— Task brief —
Retype all the records with nothing changed.

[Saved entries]
PR #16, opened 2022-05-05
feat: Add integration test for mongo db

WLefever-Cegeka:
Added integration test for MongoDB

### DIFF
--- a/ldes-server-infra-mongo/mongo-repository-library/pom.xml
+++ b/ldes-server-infra-mongo/mongo-repository-library/pom.xml
@@ -37,6 +37,15 @@
             <groupId>org.mockito</groupId>
             <artifactId>mockito-core</artifactId>
         </dependency>
+        <dependency>
+            <groupId>org.springframework.boot</groupId>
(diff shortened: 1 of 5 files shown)


Yalz:
Just to be clear, does this test spin up a local mongodb instance, or this to be provided before running the tests?

WLefever-Cegeka:
> Just to be clear, does this test spin up a local mongodb instance, or this to be provided before running the tests?

This will spin up an in memory mongodb instance for integration tests. In this way you can verify that `LdesFragmentMongoRepository` effectively saves something in a mongodb.

.github/workflows/push-build-and-test.yml
```diff
@@ -2,7 +2,8 @@ name: Build & Test
 
 on:
   pull_request:
-    types: [ opened, edited, reopened ]
+    branches:
+      - master
```
Yalz, line 6: we'll probably need to change this to main, but tbd later

Yalz (approved):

— Solved exercise —
PR #16, opened 2022-05-05
feat: Add integration test for mongo db

WLefever-Cegeka:
Added integration test for MongoDB

### DIFF
--- a/ldes-server-infra-mongo/mongo-repository-library/pom.xml
+++ b/ldes-server-infra-mongo/mongo-repository-library/pom.xml
@@ -37,6 +37,15 @@
             <groupId>org.mockito</groupId>
             <artifactId>mockito-core</artifactId>
         </dependency>
+        <dependency>
+            <groupId>org.springframework.boot</groupId>
(diff shortened: 1 of 5 files shown)


Yalz:
Just to be clear, does this test spin up a local mongodb instance, or this to be provided before running the tests?

WLefever-Cegeka:
> Just to be clear, does this test spin up a local mongodb instance, or this to be provided before running the tests?

This will spin up an in memory mongodb instance for integration tests. In this way you can verify that `LdesFragmentMongoRepository` effectively saves something in a mongodb.

.github/workflows/push-build-and-test.yml
```diff
@@ -2,7 +2,8 @@ name: Build & Test
 
 on:
   pull_request:
-    types: [ opened, edited, reopened ]
+    branches:
+      - master
```
Yalz, line 6: we'll probably need to change this to main, but tbd later

Yalz (approved):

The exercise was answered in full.